▶ **ACTION ITEM**: Which of the lines below hold the word "totalRows"? Pull each of them out.

(Collected data)

━━━━━━━━━━━━━━━━━━━━━━━━━━━━━━

PR #231, opened 2019-08-07
ORSP: Convert Data Use Restrictions Tables

vvicario:
## Addresses
https://broadinstitute.atlassian.net/browse/BTRX-747

## Changes
Migrate Data Use Restriction Report
## Testing
Go to Admin ->  Data Use Restriction Report
---


grails-app/services/org/broadinstitute/orsp/QueryService.groovy
```diff
@@ -1486,4 +1486,87 @@ class QueryService implements Status {
...
+        if (pagination.searchValue) {
+            query = query + 'where consent_group_key LIKE :term OR vault_export_date LIKE :term '
+        }
+        SQLQuery sqlQuery = getSessionFactory().currentSession.createSQLQuery(query)
+        if (pagination.searchValue) sqlQuery.setString('term', pagination.getLikeTerm())
+        Long totalRows = sqlQuery.uniqueResult()
+        if (orderColumn) {
+            query = query + " order by " + orderColumn + pagination.sortDirection
+        }
+        sqlQuery = getSessionFactory().currentSession.createSQLQuery(query.replace('count(id)', '*'))
```
rushtong: Create new instead of mutating the existing SQLQuery

rushtong: The code would read a lot cleaner and less susceptible to future bugs if you had two separate query strings. I would suggest first creating a count query string, then creating a star query string from that and using the two separate query strings in two separate `SQLQuery`s.

grails-app/services/org/broadinstitute/orsp/QueryService.groovy
```diff
@@ -1486,4 +1486,87 @@ class QueryService implements Status {
...
+
+    PaginatedResponse findDataUseRestrictions(PaginationParams pagination) {
+        String query = 'select count(id) from data_use_restriction '
+        String orderColumn = getRestrictionOrderColumn(pagination.orderColumn)
+        if (pagination.searchValue) {
+            query = query + 'where consent_group_key LIKE :term OR vault_export_date LIKE :term '
+        }
+        SQLQuery sqlQuery = getSessionFactory().currentSession.createSQLQuery(query)
+        if (pagination.searchValue) sqlQuery.setString('term', pagination.getLikeTerm())
+        Long totalRows = sqlQuery.uniqueResult()
```
rushtong, line 1493: For code organization, move this to just above the `List<DataUseRestriction> results = sqlQuery` so it's clear where query construction ends and querying begins.

grails-app/services/org/broadinstitute/orsp/QueryService.groovy
```diff
@@ -1486,4 +1486,87 @@ class QueryService implements Status {
...
+        new PaginatedResponse(
+                draw: pagination.draw,
+                recordsTotal: totalRows,
+                recordsFiltered: totalRows,
+                data: results,
+                error: ""
+        )
+    }
+
+    Collection findCollectionLinks() {
```
rushtong: Should be a typed collection

grails-app/services/org/broadinstitute/orsp/QueryService.groovy
```diff
@@ -1486,4 +1486,87 @@ class QueryService implements Status {
...
+        SQLQuery sqlQuery = getSessionFactory().currentSession.createSQLQuery(query)
+        List<ConsentCollectionLink> links = sqlQuery.with {
+            addEntity(ConsentCollectionLink)
+            list()
+        }
+        Map<String, SampleCollection> collectionMap = getCollectionIdMap(links)
+        Collection<DataUseRestriction> durs = findDataUseRestrictionByConsentGroupKeyInList(links.collect {
+            it.consentKey
+        })
+        links.each { link ->
```
rushtong: There is some kind of weirdness with respect to how SQLQuery.with types the results it returns. It comes back as an untyped collection, even if the left hand side of the assignment declares the type. If you look around in this class, you'll see that we have to cast the results. I wish there were a better way to do this, but I don't know what that is. In the meantime, this will ensure that links is what you think it is here:
```suggestion
        (links as Collection<ConsentCollectionLink>).each { link ->
```

grails-app/services/org/broadinstitute/orsp/QueryService.groovy
```diff
@@ -1486,4 +1486,87 @@ class QueryService implements Status {
...
+            if (link) {
+                if (link.sampleCollectionId && collectionMap.containsKey(link.sampleCollectionId)) {
```
rushtong: You can probably ignore the nested if condition if you use the null safe operator. 
```suggestion
                if (link?.sampleCollectionId && collectionMap.containsKey(link?.sampleCollectionId)) {
```

grails-app/utils/org/broadinstitute/orsp/utils/UtilityClass.groovy
```diff
@@ -113,6 +115,20 @@ class UtilityClass {
...
     }
 
+    static void registerConsentCollectionReportMarshaller() {
+        JSON.createNamedConfig(CONSENT_COLLECTION) {
+            it.registerObjectMarshaller( ConsentCollectionLink ) { ConsentCollectionLink link ->
+                return [
+                        id: link.id,
+                        projectKey: link.projectKey,
+                        consentKey: link.consentKey,
+                        sampleCollectionId: link.sampleCollectionId ? link.sampleCollectionId : '',
```
rushtong: Here and below, this can be simplified with Elvis:
```suggestion
                        sampleCollectionId: link.sampleCollectionId ?: '',
```

grails-app/views/base/_topNav.gsp
```diff
@@ -35,7 +35,7 @@
                             <a href="#" class="dropdown-toggle" data-toggle="dropdown">Admin <b class="caret"></b></a>
                             <ul class="dropdown-menu">
                                 <li><a href="${createLink(controller: 'admin', action: 'collectionLinks')}">Consent Collection Links</a></li>
-                                <li><a href="${createLink(controller: 'dataUse', action: 'list')}">Data Use Restrictions</a></li>
+                                <li><a href="${createLink(controller: 'dataUseRestriction', action: 'list')}">Data Use Restrictions</a></li>
```
rushtong: Note that this change means `DataUseController.list` is now unused. We should clean up the dead code in this case.

src/main/webapp/dataUse/DataUseRestriction.js
```diff
@@ -0,0 +1,179 @@
...
+  { text: '500', value: 500 }];
+
+const columns = [
+  {
+    dataField: 'consentGroupKey',
+    text: 'Consent Group',
+    sort: true,
+    formatter: (cell, row, rowIndex, colIndex) =>
+    div({},[
+      a({ href: handleRedirectToConsentGroup(component.serverURL, row.consentGroupKey) },[row.consentGroupKey])
```
rushtong: I'm a little confused about the direct linking here. Does this reload the page at the destination link or is it intercepted by the router? If I understand our use of the router correctly, these should instead be `Link` objects that point to the correct destination.

src/main/webapp/dataUse/SampleCollectionLinks.js
```diff
@@ -0,0 +1,129 @@
...
+  {
+    dataField: 'consentGroupKey',
+    text: 'Consent Group',
+    sort: true,
+    headerStyle: (column, colIndex) => {
+      return { width:  styles.consentCollection.consentKeyWidth};
+    },
+    formatter: (cell, row, rowIndex, colIndex) =>
+      div({}, [
+        a({ href: handleRedirectToConsentGroup(component.serverURL, row.consentGroupKey) }, [row.consentGroupKey])
```
rushtong: Same concern here as in `DataUseRestriction.js`

rushtong (changes requested):
See comments inline.

vvicario:
@rushtong I worked on your feedback, can you please check it? Thanks!

src/main/webapp/dataUse/DataUseRestriction.js
```diff
@@ -0,0 +1,181 @@
...
+      h(Link, {to: {pathname:'/newConsentGroup/main', search: '?consentKey=' + row.consentGroupKey, state: {issueType: 'consent-group', tab: 'documents', consentKey: row.consentGroupKey}}}, [row.consentGroupKey])
+    ])
+  },
+  {
+    dataField: 'id',
+    text: 'View Restrictions',
+    sort: false,
+    formatter: (cell, row, rowIndex, colIndex) =>
+    div({},[
+      a({href: component.serverURL + '/dataUse/show/' + row.id}, ['View Restriction'])
```
rushtong, line 34: Shouldn't this also be a `Link`?

rushtong (approved):
👍 One comment inline

src/main/webapp/dataUse/DataUseRestriction.js
vvicario: I can't use Link  because Data Use Restriction view page has not been migrated yet. I'll do that on US 748

rushtong: 👍

tadeork (approved):
:+1:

━━━━━━━━━━━━━━━━━━━━━━━━━━━━━━

▶ **TASK SOLUTION**:
+        Long totalRows = sqlQuery.uniqueResult()
+        Long totalRows = sqlQuery.uniqueResult()
+                recordsTotal: totalRows,
+                recordsFiltered: totalRows,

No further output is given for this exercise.